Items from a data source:
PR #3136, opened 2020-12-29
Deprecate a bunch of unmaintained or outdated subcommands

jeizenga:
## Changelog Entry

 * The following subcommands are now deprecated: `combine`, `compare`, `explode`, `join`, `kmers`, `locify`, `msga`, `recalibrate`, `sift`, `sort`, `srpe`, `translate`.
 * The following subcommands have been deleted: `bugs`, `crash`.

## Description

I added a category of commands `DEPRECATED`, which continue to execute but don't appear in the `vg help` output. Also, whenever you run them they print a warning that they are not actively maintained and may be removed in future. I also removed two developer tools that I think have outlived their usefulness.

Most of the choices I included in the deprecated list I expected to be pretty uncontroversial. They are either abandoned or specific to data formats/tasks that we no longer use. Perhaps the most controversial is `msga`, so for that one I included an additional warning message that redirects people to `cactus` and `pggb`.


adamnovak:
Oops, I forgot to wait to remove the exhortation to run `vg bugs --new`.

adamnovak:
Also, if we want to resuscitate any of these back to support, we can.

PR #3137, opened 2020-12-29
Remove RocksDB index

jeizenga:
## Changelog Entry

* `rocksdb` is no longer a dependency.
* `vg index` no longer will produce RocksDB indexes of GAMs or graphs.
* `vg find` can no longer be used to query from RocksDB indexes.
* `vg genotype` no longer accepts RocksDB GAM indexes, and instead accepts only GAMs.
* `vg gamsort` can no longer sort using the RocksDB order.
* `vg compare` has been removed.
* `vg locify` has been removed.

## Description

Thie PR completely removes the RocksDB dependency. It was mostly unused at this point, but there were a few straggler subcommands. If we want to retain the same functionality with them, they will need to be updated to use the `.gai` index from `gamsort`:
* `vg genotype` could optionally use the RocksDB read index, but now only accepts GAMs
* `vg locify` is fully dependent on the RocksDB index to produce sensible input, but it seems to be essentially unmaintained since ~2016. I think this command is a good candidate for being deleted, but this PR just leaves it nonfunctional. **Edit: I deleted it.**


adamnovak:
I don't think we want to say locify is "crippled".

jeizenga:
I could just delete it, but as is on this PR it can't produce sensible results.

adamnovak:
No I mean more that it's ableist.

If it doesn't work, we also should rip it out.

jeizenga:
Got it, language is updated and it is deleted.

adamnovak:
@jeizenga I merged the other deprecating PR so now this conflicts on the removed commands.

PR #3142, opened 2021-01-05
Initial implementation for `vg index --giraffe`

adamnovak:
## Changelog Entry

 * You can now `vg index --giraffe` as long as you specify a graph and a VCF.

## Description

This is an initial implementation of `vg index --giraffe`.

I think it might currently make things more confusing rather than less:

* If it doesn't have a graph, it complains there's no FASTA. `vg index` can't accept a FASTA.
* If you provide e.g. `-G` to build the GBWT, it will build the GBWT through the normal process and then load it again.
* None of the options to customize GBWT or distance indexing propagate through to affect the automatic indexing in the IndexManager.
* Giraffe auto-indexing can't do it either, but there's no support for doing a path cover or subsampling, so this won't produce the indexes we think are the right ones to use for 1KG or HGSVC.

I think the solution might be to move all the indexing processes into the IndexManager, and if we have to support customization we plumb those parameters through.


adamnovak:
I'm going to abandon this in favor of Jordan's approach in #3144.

* * *

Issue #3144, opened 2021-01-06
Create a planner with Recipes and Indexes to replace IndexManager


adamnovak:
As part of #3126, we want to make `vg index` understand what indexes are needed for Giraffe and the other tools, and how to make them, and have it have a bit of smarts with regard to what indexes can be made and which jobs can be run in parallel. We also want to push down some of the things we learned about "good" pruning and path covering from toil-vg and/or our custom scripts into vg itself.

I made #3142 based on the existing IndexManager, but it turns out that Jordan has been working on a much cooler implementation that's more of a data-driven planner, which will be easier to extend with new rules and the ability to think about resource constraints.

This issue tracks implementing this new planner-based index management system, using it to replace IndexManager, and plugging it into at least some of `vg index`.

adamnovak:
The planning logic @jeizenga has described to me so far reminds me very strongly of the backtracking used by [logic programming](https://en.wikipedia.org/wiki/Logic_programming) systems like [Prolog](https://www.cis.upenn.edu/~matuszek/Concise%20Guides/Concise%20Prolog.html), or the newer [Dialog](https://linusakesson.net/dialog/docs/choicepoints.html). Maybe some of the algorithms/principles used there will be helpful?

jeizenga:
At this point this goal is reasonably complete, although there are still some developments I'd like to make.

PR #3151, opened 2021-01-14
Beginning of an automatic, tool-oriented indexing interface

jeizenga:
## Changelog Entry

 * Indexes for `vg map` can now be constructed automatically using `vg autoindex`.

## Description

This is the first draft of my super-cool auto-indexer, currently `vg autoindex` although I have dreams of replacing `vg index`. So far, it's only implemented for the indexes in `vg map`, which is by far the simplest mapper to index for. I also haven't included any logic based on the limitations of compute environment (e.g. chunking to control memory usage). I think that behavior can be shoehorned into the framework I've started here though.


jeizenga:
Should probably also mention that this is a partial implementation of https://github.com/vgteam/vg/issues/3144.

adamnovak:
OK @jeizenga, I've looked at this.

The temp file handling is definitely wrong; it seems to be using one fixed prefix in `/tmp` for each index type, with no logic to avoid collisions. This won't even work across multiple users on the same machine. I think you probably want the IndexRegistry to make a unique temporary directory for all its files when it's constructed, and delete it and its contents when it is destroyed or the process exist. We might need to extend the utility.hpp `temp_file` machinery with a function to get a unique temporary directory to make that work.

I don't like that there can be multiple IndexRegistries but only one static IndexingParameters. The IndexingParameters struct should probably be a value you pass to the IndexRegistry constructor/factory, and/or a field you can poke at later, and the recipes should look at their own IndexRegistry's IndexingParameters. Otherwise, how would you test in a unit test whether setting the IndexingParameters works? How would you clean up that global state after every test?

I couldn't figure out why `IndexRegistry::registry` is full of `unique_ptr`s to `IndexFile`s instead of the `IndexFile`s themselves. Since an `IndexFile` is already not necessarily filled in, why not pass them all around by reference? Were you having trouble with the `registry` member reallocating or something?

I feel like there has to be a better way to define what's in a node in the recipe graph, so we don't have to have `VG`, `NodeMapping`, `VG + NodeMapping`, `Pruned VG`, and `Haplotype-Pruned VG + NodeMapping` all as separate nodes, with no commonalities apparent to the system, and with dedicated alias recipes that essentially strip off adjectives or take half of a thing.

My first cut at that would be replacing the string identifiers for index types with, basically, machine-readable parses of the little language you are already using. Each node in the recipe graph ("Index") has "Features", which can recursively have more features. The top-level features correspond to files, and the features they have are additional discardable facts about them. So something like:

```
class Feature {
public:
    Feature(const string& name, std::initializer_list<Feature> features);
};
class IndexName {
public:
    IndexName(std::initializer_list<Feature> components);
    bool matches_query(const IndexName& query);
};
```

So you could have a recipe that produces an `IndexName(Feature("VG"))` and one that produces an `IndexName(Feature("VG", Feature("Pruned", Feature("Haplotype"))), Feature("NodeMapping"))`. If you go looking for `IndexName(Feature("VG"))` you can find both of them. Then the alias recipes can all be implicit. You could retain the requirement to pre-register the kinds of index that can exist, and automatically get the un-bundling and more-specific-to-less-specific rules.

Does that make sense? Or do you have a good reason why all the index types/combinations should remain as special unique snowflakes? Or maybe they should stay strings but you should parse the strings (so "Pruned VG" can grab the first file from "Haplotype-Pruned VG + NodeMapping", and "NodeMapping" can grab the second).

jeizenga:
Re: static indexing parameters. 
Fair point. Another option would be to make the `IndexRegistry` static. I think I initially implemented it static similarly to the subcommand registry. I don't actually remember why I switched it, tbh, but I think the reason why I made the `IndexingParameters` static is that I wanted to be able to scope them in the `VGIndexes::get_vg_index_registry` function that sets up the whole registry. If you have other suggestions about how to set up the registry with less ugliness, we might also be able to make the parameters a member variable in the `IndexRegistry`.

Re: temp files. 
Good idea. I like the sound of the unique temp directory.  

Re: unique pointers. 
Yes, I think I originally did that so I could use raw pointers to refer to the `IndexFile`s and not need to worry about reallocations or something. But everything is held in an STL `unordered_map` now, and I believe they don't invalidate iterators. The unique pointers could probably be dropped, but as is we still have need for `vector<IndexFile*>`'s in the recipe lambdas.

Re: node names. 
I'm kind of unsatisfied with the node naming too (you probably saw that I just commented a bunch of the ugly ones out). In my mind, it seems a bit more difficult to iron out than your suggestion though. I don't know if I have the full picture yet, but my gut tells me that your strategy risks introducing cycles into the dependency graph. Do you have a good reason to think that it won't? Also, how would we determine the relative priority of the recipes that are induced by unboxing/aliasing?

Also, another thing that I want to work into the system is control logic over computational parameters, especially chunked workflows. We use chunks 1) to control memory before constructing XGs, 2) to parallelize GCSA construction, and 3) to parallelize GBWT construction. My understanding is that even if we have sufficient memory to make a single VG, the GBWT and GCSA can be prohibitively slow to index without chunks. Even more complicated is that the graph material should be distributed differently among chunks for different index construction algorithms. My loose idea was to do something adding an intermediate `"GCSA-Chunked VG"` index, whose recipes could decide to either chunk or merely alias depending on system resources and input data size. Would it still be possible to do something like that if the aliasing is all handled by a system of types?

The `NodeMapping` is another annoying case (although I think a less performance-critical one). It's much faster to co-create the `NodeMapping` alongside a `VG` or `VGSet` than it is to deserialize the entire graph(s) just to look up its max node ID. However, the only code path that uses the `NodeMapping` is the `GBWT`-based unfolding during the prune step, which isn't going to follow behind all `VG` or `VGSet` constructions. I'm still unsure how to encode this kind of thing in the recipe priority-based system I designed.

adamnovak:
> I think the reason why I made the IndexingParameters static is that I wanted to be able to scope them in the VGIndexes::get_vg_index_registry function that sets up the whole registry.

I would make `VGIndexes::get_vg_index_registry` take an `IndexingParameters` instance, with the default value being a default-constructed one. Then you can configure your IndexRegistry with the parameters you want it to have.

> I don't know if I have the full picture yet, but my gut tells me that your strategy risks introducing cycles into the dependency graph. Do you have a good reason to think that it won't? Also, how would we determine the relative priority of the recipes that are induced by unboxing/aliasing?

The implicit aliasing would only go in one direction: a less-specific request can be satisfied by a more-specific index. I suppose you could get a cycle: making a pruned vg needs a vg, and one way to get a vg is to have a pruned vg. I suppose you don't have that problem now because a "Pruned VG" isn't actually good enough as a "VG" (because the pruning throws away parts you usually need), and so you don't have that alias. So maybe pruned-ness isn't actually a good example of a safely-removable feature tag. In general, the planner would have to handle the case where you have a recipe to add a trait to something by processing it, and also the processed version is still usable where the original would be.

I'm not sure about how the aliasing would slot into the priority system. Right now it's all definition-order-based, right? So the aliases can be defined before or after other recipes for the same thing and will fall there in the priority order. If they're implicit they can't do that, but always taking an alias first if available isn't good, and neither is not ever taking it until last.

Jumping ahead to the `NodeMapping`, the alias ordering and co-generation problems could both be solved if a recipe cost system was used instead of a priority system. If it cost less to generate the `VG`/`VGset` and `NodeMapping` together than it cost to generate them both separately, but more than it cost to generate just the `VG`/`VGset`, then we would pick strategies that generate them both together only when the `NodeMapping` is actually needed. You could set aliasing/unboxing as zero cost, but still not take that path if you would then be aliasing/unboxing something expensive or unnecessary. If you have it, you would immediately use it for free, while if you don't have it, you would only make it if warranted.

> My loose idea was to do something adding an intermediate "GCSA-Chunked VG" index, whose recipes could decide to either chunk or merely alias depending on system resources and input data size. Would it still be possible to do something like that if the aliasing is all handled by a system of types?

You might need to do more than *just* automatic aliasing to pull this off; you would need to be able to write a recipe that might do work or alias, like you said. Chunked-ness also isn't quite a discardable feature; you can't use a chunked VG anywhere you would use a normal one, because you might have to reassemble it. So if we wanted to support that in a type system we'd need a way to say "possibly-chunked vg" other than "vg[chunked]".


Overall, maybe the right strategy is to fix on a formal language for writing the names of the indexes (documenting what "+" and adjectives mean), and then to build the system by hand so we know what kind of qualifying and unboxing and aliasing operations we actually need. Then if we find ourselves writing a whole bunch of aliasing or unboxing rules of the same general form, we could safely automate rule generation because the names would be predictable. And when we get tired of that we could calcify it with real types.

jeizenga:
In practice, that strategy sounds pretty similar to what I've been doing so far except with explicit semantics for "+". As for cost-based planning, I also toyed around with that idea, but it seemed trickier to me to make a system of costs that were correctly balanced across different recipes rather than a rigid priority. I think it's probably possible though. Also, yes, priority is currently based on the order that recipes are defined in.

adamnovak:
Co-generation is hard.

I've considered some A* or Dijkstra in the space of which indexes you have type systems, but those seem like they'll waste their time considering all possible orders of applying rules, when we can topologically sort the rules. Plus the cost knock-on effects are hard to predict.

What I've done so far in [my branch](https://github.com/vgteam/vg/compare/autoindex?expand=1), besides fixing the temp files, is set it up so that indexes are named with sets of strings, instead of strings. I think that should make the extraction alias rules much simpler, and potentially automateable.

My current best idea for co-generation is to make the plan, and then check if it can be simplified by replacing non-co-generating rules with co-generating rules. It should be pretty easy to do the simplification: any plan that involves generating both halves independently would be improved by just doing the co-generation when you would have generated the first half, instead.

__REQUIREMENT__: Using the data above, extract exactly the lines from the one that holds "Overall, maybe the" to the one that holds "Co-generation is hard.", both ends included, and no others.

__EXERCISE RESULT__:
Overall, maybe the right strategy is to fix on a formal language for writing the names of the indexes (documenting what "+" and adjectives mean), and then to build the system by hand so we know what kind of qualifying and unboxing and aliasing operations we actually need. Then if we find ourselves writing a whole bunch of aliasing or unboxing rules of the same general form, we could safely automate rule generation because the names would be predictable. And when we get tired of that we could calcify it with real types.

jeizenga:
In practice, that strategy sounds pretty similar to what I've been doing so far except with explicit semantics for "+". As for cost-based planning, I also toyed around with that idea, but it seemed trickier to me to make a system of costs that were correctly balanced across different recipes rather than a rigid priority. I think it's probably possible though. Also, yes, priority is currently based on the order that recipes are defined in.

adamnovak:
Co-generation is hard.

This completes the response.